╔══
PR #35737, opened 2023-02-28
Improve setup build / run / test environment

haampie:
This adds a `SetupContext` class which is responsible for setting
package.py module globals, and computing the changes to environment
variables for the build, test or run context.

The class uses `effective_deptypes` which takes a list of specs (e.g. single
item of a spec to build, or a list of environment roots) and a context
(build, run, test), and outputs a flat list of specs that affect the
environment together with a flag in what way they do so. This list is
topologically ordered from root to leaf, so that one can be assured that
dependents override variables set by dependencies, not the other way
around.

This is used to replace the logic in `modifications_from_dependencies`,
which has several issues: missing calls to `setup_run_environment`, and
the order in which operations are applied.

Further, it should improve performance a bit in certain cases, since
`effective_deptypes` run in O(v + e) time, whereas `spack env activate`
currently can take up to O(v^2 + e) time due to loops over roots. Each
edge in the DAG is visited once by calling `effective_deptypes` with
`env.concrete_roots()`.

By marking and propagating flags through the DAG, this commit also fixes
a bug where Spack wouldn't call `setup_run_environment` for runtime
dependencies of link dependencies. And this PR ensures that Spack
correctly sets up the runtime environment of direct build dependencies.

Regarding test dependencies: in a build context they are are build-time
test deps, whereas in a test context they are install-time test deps.
Since there are no means to distinguish the build/install type test deps,
they're both.

Further changes:

- all `package.py` module globals are guaranteed to be set before any of the
  `setup_(dependent)_(run|build)_env` functions is called
- traversal order during setup: first the group of externals, then the group
  of non-externals, with specs in each group traversed topological (dependencies
  are setup before dependents)
- modules: only ever call `setup_dependent_run_environment` of *direct* link/run
   type deps
- the marker in `set_module_variables_for_package` is dropped, since we should
  call the method once per spec. This allows us to set only a cheap subset of
  globals on the module: for example it's not necessary to compute the expensive
  `cmake_args` and w/e if the spec under consideration is not the root node to be
  built.
- `spack load`'s `--only` is deprecated (it has no effect now), and `spack load x`
  now means: do everything that's required for `x` to work at runtime, which
  requires runtime deps to be setup -- just like `spack env activate`.
- `spack load` no longer loads build deps (of build deps) ...
- `spack env activate` on partially installed or broken environments: this is all
  or nothing now. If some spec errors during setup of its runtime env, you'll only
  get the unconditional variables + a warning that says the runtime changes for
  specs couldn't be applied.
- Remove traversal in upward direction from `setup_dependent_*` in packages.
  Upward traversal may iterate to specs that aren't children of the roots
  (e.g. zlib / python have hundreds of dependents, only a small fraction is
  reachable from the roots. Packages should only modify the direct dependent
  they receive as an argument)


haampie:
Notice that this exposes some weird things, like `pkg` depends on `gettext` as a link dep, and `gettext` has `+tar` as a default, making it depend on `tar` as (build,run), `tar` depends on compression methods gzip/pigz/xz/.. as run deps, so those compression packages are marked `RUNTIME_EXECUTABLE`.

`gettext` is a bit weird.

haampie:
The TODO is modules

haampie:
libxc failing is irrelevant, the download is returning something incomplete.

lib/spack/spack/user_environment.py
```diff
@@ -62,40 +68,57 @@ def unconditional_environment_modifications(view):
...
+
+    yield
+
+    for s in traverse.traverse_nodes(specs, key=lambda s: s.dag_hash()):
+        s.prefix = prefixes.get(s.dag_hash(), s.prefix)
+
+
+def environment_modifications_for_specs(
+    specs: Union[spack.spec.Spec, List[spack.spec.Spec]], view=None, set_package_py_globals=True
+):
```
alalazo: Can we use the following API:
```suggestion
def environment_modifications_for_specs(
    *specs: spack.spec.Spec, view=None, set_package_py_globals=True
):
```
? That will force setting the `view` and `setup_package_py_globals` argument by keyword (which is good imo) and make it unnecessary to have the `isinstance`check at the beginning of the function.

lib/spack/spack/user_environment.py
```diff
@@ -62,40 +68,57 @@ def unconditional_environment_modifications(view):
...
-    env.extend(
-        spack.build_environment.modifications_from_dependencies(
-            spec, context="run", set_package_py_globals=set_package_py_globals
-        )
-    )
-
-    if set_package_py_globals:
-        spack.build_environment.set_module_variables_for_package(spec.package)
+    if not isinstance(specs, list):
+        specs = [specs]
```
alalazo: We can remove this with the suggestion above:
```suggestion
```

lib/spack/spack/user_environment.py
```diff
@@ -62,40 +68,57 @@ def unconditional_environment_modifications(view):
     return env
 
 
-def environment_modifications_for_spec(spec, view=None, set_package_py_globals=True):
+@contextmanager
+def projected_prefix(specs, projection):
```
alalazo: This is worth a docstring to say the context manager substitutes the global prefixes with their projection in-place (and restores them on exit)

alalazo: Can we also add type hints to this function?

lib/spack/spack/user_environment.py
```diff
@@ -62,40 +68,57 @@ def unconditional_environment_modifications(view):
...
-    if set_package_py_globals:
-        spack.build_environment.set_module_variables_for_package(spec.package)
+    if not isinstance(specs, list):
+        specs = [specs]
 
-    spec.package.setup_run_environment(env)
+    env = environment.EnvironmentModifications()
+    topo_ordered = traverse.traverse_nodes(specs, root=True, deptype=("run", "link"), order="topo")
+
+    with projected_prefix(specs, view.get_projection_for_spec) if view else nullcontext():
```
alalazo: (nitpick) This is probably easier to read if split into 2 lines (assign the context manager first, use it in the next line).

lib/spack/spack/user_environment.py
```diff
@@ -62,40 +68,57 @@ def unconditional_environment_modifications(view):
...
+        # Static environment changes (prefix inspections)
+        for s in reversed(list(topo_ordered)):
+            static = environment.inspect_path(
```
alalazo, line 114: Just for discussion, would we gain something in clarity if we used a visitor pattern also here?

lib/spack/spack/user_environment.py
```diff
@@ -62,40 +68,57 @@ def unconditional_environment_modifications(view):
...
+                s.prefix, prefix_inspections(s.platform), exclude=environment.is_system_path
+            )
+            env.extend(static)
+
+        # Dynamic environment changes (setup_run_environment etc)
```
alalazo, line 119: 👍 for the high level description of the intent

lib/spack/spack/build_environment.py
```diff
@@ -563,46 +568,42 @@ def determine_number_of_jobs(
     return min(max_cpus, config_default)
 
 
-def set_module_variables_for_package(pkg):
+def set_module_variables_for_package(pkg, context="build"):
```
alalazo: Can we make `context` an `enum`?

lib/spack/spack/build_environment.py
```diff
@@ -835,154 +831,256 @@ def setup_package(pkg, dirty, context="build"):
...
+    in reverse so that dependents override dependencies, not the other way around.
+    """
+    assert context in ("build", "run", "test")
+
+    visitor = traverse.TopoVisitor(
+        EnvironmentVisitor(specs, context), key=lambda x: x.dag_hash(), root=True, all_edges=True
+    )
+    traverse.traverse_depth_first_with_visitor(traverse.with_artificial_edges(specs), visitor)
+
+    modes = defaultdict(lambda: Mode(0))
```
alalazo: (Minor) I'm in doubt whether a comment to say that this represents the zeroed flag is worth it or not. 🤔

lib/spack/spack/build_environment.py
```diff
@@ -835,154 +831,256 @@ def setup_package(pkg, dirty, context="build"):
...
+    # with out-edges. Can this be improved?
+    for spec, mode in modes.items():
+        if mode and Mode.ADDED not in mode:
+            nodes_with_type.append((spec, mode))
+
+    return nodes_with_type
+
+
+def modifications_from_dag(
+    specs: Union[spack.spec.Spec, List[spack.spec.Spec]],
```
alalazo: Same as above, we can use:
```suggestion
    *specs: spack.spec.Spec,
```

lib/spack/spack/build_environment.py
```diff
@@ -835,154 +831,256 @@ def setup_package(pkg, dirty, context="build"):
...
+            package.py files. Warning: never use this, as setup_run_environment and others
+            may depend on package.py globals.
     """
-    if context not in ["build", "run", "test"]:
-        raise ValueError(
-            "Expecting context to be one of ['build', 'run', 'test'], " "got: {0}".format(context)
-        )
+    if context not in ("build", "run", "test"):
+        raise ValueError(f"Expecting context to be one of build, run, test. Got {context}")
+
```
alalazo: This can be deleted if we use an `enum` for `context`

lib/spack/spack/build_environment.py
```diff
@@ -835,154 +831,256 @@ def setup_package(pkg, dirty, context="build"):
...
+    if context in ("run", "test"):
+        should_setup_run_env |= Mode.ROOT
+        should_be_runnable |= Mode.ROOT
+
+    # I guess everything that calls setup_run_environemnt and setup_dependent_* should have our
+    # horrible globals available too.
+    should_populate_package_py_globals = (
+        should_setup_dependent_build_env | should_setup_run_env | Mode.ROOT
+    )
```
alalazo: (Not necessarily for this PR) I agree that globals are nasty, but people rely on them. An idea to gracefully deprecated them is to:
1. Wrap the globals in some object that can emit a message before doing what the global is expected to do
2. Decide how noisy we want to be at the beginning, and how long should we support globals

We can then either go for a slow deprecation (e.g. start emitting debug only messages and turn them into warning messages in a couple of releases) or a faster one (warning message, removal in v0.21) or something in between.

lib/spack/spack/cmd/load.py
```diff
@@ -102,16 +101,14 @@ def load(parser, args):
...
-    with spack.store.db.read_transaction():
-        if "dependencies" in args.things_to_load:
-            include_roots = "package" in args.things_to_load
-            specs = [
-                dep for spec in specs for dep in spec.traverse(root=include_roots, order="post")
-            ]
+    if args.things_to_load != "package,dependencies":
+        tty.warn(
+            "The `--only` flag in spack load is deprecated and will be removed in Spack v0.21.0"
+        )
```
alalazo: 👍

alalazo (changes requested):
I started reviewing the PR and have a few initial comments. I think most package changes are worth being extracted and been given a fast track to merge. Let me know what you think on that.

lib/spack/spack/user_environment.py
haampie: It's also a footgun, cause `f(a, b)` has to be replaced with `f(a, b=b)`, but yeah, I went for this.

lib/spack/spack/build_environment.py
haampie: It's done everywhere except where it's assumed to be a string when serialized etc.

lib/spack/spack/build_environment.py
haampie: done

lib/spack/spack/build_environment.py
haampie: Yeah, let's save that for later

lib/spack/spack/user_environment.py
haampie: I don't think so, it's quite verbose. It would help avoid a double revert, though, since the default order you get out of the algorithm is reversed.

haampie:
@spackbot rebuild everything

lib/spack/spack/cmd/common/env_utility.py
```diff
@@ -41,14 +41,14 @@ def setup_parser(subparser):
...
 class AreDepsInstalledVisitor:
-    def __init__(self, context="build"):
-        if context not in ("build", "test"):
-            raise ValueError("context can only be build or test")
-
-        if context == "build":
-            self.direct_deps = ("build", "link", "run")
+    def __init__(self, context: Context = Context.BUILD):
+        if context == Context.BUILD:
+            # TODO: run deps shouldn't be required for build env.
```
trws, line 47: Does this mean we get failures if run is removed here?

haampie: Yeah, this is used in `spack build-env <spec>`. If runtime deps of the root are not installed, Spack errors.

If I remember correctly this mirrors the installer: `spack install --only=package <spec>` would also error if the root has missing run deps.

I guess that we require pure run deps to be installed s.t. the dependents can in principle register absolute paths to their executables. An example of this is `tar`: it has a runtime dep on `zstd`, but also works without setting `PATH=<zstd prefix>/bin`, because the absolute path to the run dependency registered. (In principle this still doesn't require zstd to be installed first... but if zstd is installed first, you could search for the executable in zstd's bin dir, I can imagine that configure scripts do this)

trws:
That sounds right to be honest. Do we want to have build-env silently succeed with only a partial environment?

---
Sent from Workspace ONE Boxer<https://whatisworkspaceone.com/boxer>
On October 2, 2023 at 11:39:29 AM GMT+2, Harmen Stoppels ***@***.***> wrote:

@haampie commented on this pull request.

________________________________

In lib/spack/spack/cmd/common/env_utility.py<https://urldefense.us/v3/__https://github.com/spack/spack/pull/35737*discussion_r1342477426__;Iw!!G2kpM7uM-TzIFchu!xLv1jrmolrtH-Q9LNQfh31OkFKyeAT9rfstPRMNPQFCSzPDN_RAq6Qr-Sa87yv1o1vifdnEUlPi4NRLS_cSvgkWQtyA$>:

> @@ -41,14 +41,14 @@ def setup_parser(subparser):


 class AreDepsInstalledVisitor:
-    def __init__(self, context="build"):
-        if context not in ("build", "test"):
-            raise ValueError("context can only be build or test")
-
-        if context == "build":
-            self.direct_deps = ("build", "link", "run")
+    def __init__(self, context: Context = Context.BUILD):
+        if context == Context.BUILD:
+            # TODO: run deps shouldn't be required for build env.


Yeah, this is used in spack build-env <spec>. If runtime deps of the root are not installed, Spack errors.

If I remember correctly this mirrors the installer: spack install --only=package <spec> would also error if the root has missing run deps.

haampie:
So, things that I don't like but also don't see how to fix:

1. Packages can override CXX, which hip packages "exploit" to use hipcc+clang instead of Spack's %gcc.
2. `modules:prefix_inspections` being too noisy imho.

trws:
Overriding CXX seems especially unfortunate to be honest.  It's not wrong in a sense, but it's really, really wrong in another since it's supposed to be the HIP compiler and not necessarily the C or C++ compilers (though maybe the C++ compiler :facepalm:).  That's a nasty compilers as deps problem really, @tgamblin, @alalazo, @becker33, any thoughts on handling language *dialect* deps? In a sense hip is a language, the compilers and cmake treat it that way, but it's also a dialect of C++, so it should be able to provide both, and *maybe* override both, but allow C++ to come from something else as well in the same project.

haampie:
@spackbot run pipeline

lib/spack/spack/cmd/load.py
alalazo: Do we need to bump version here?

lib/spack/spack/build_environment.py
```diff
@@ -813,158 +801,242 @@ def setup_package(pkg, dirty, context="build"):
...
+    for spec, mode in modes.items():
+        if mode and not (ADDED & mode):
+            nodes_with_type.append((spec, mode))
+
+    return nodes_with_type
+
+
+class SetupContext:
+    """This class encapsulates the logic to determine environment modifications, and is used as
+    well to set magic globals in modules of package.py."""
```
alalazo: (minor) Let's not talk about :magic_wand: :
```suggestion
    well to set global names in modules of package.py."""
```

lib/spack/spack/build_environment.py
```diff
@@ -813,158 +801,242 @@ def setup_package(pkg, dirty, context="build"):
...
 
 
-def modifications_from_dependencies(
-    spec, context, custom_mods_only=True, set_package_py_globals=True
-):
-    """Returns the environment modifications that are required by
-    the dependencies of a spec and also applies modifications
-    to this spec's package at module scope, if need be.
+#: Entrypoint spec (a spec to be built; an env root, etc)
+ROOT = 0b1
```
alalazo: I know we are using the same trick for deptypes (using `int` directly), but there it was due to performance reasons. I would expect setting up a context is not done with the same frequency, so it won't be a huge issue performance wise. If that is the case, can't we use `enum.Flag` ?

lib/spack/spack/build_environment.py
```diff
@@ -813,158 +801,242 @@ def setup_package(pkg, dirty, context="build"):
...
-        if os.path.isdir(bin_dir):
-            env.prepend_path("PATH", bin_dir)
+class EnvironmentVisitor:
+    def __init__(self, *roots: spack.spec.Spec, context: Context):
+        # For the roots (well, marked specs) we follow different edges
+        # than for their deps, depending on the context.
+        self.root_hashes = set(s.dag_hash() for s in roots)
+
+        if context == Context.BUILD:
+            # Drop direct run deps in build context
```
alalazo, line 812: Is this a change in behavior? I need to double check, but looking at the current code (which is quite involved) it seems we are adding to the PATH all the `<prefix>/bin` directories for packages involved in a given build, regardless of the dependency type. Am I reading this correctly? 

To be clear, my main concern here is that we don't drop having a runtime dep in PATH if that is used by configuration scripts to detect it.

lib/spack/spack/build_environment.py
```diff
@@ -813,158 +801,242 @@ def setup_package(pkg, dirty, context="build"):
...
+            # We don't really distinguish between install and build time test deps,
+            # so we include them here as build-time test deps.
```
alalazo, line 814: (Only a comment) I agree that test dependencies need a complete refactor, and this has been an issue for a long time. Maybe we should target that for v0.22

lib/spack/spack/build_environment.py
PR #35738, opened 2023-02-28
Add a `py-gmxapi` package.

eirrgang:
This package provides the Python package for the GROMACS public API. The Python package is not strongly coupled to a specific GROMACS _version_, but its compiled extension module is strongly coupled to a specific GROMACS _installation_.


eirrgang:
Note that `py-gmxapi` cannot build against `gromacs@2023` until https://github.com/spack/spack/pull/35672 is merged.

eirrgang:
This is a new package, but maybe it could be reviewed by the [gromacs](https://github.com/spack/spack/blob/develop/var/spack/repos/builtin/packages/gromacs/package.py) maintainers?
@junghans ? @marvinbernhardt ?

junghans (dismissed):

var/spack/repos/builtin/packages/py-gmxapi/package.py
```diff
@@ -0,0 +1,69 @@
...
+    depends_on("py-packaging", type="run")
+    depends_on("py-pybind11@2.6:", type="build")
+    depends_on("py-pytest", type="test")
+
+    conflicts("gromacs+mdrun_only", msg="gmxapi requires the full GROMACS library installation.")
+    conflicts("gromacs~shared", msg="gmxapi requires the full GROMACS library installation.")
+    conflicts("gromacs@:2022.0", when="@0.4:", msg="Use GROMACS 2022.1 or newer for gmxapi 0.4.")
+    conflicts(
+        "gromacs+mpi", when="@:0.3.2", msg="Use gmxapi 0.4 or higher for MPI-enabled GROMACS."
+    )
```
eirrgang: The installation and dependency checking seemed to work fine, but the `spack audit` complained. Are the `conflicts` supposed to be in the form of the current package spec? I.e. should I use explicit dependency syntax?
```suggestion
    conflicts("^gromacs+mdrun_only", msg="gmxapi requires the full GROMACS library installation.")
    conflicts("^gromacs~shared", msg="gmxapi requires the full GROMACS library installation.")
    conflicts("^gromacs@:2022.0", when="@0.4:", msg="Use GROMACS 2022.1 or newer for gmxapi 0.4.")
    conflicts(
        "^gromacs+mpi", when="@:0.3.2", msg="Use gmxapi 0.4 or higher for MPI-enabled GROMACS."
    )
```

junghans: @adamjstewart please help.

adamjstewart: Yes, you should add the ^ at the beginning because it is a dependency

var/spack/repos/builtin/packages/py-gmxapi/package.py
╚══
Whenever the word "missing" shows up in a line of the entries above, copy that line.

__Response__.
which has several issues: missing calls to `setup_run_environment`, and
If I remember correctly this mirrors the installer: `spack install --only=package <spec>` would also error if the root has missing run deps.
If I remember correctly this mirrors the installer: spack install --only=package <spec> would also error if the root has missing run deps.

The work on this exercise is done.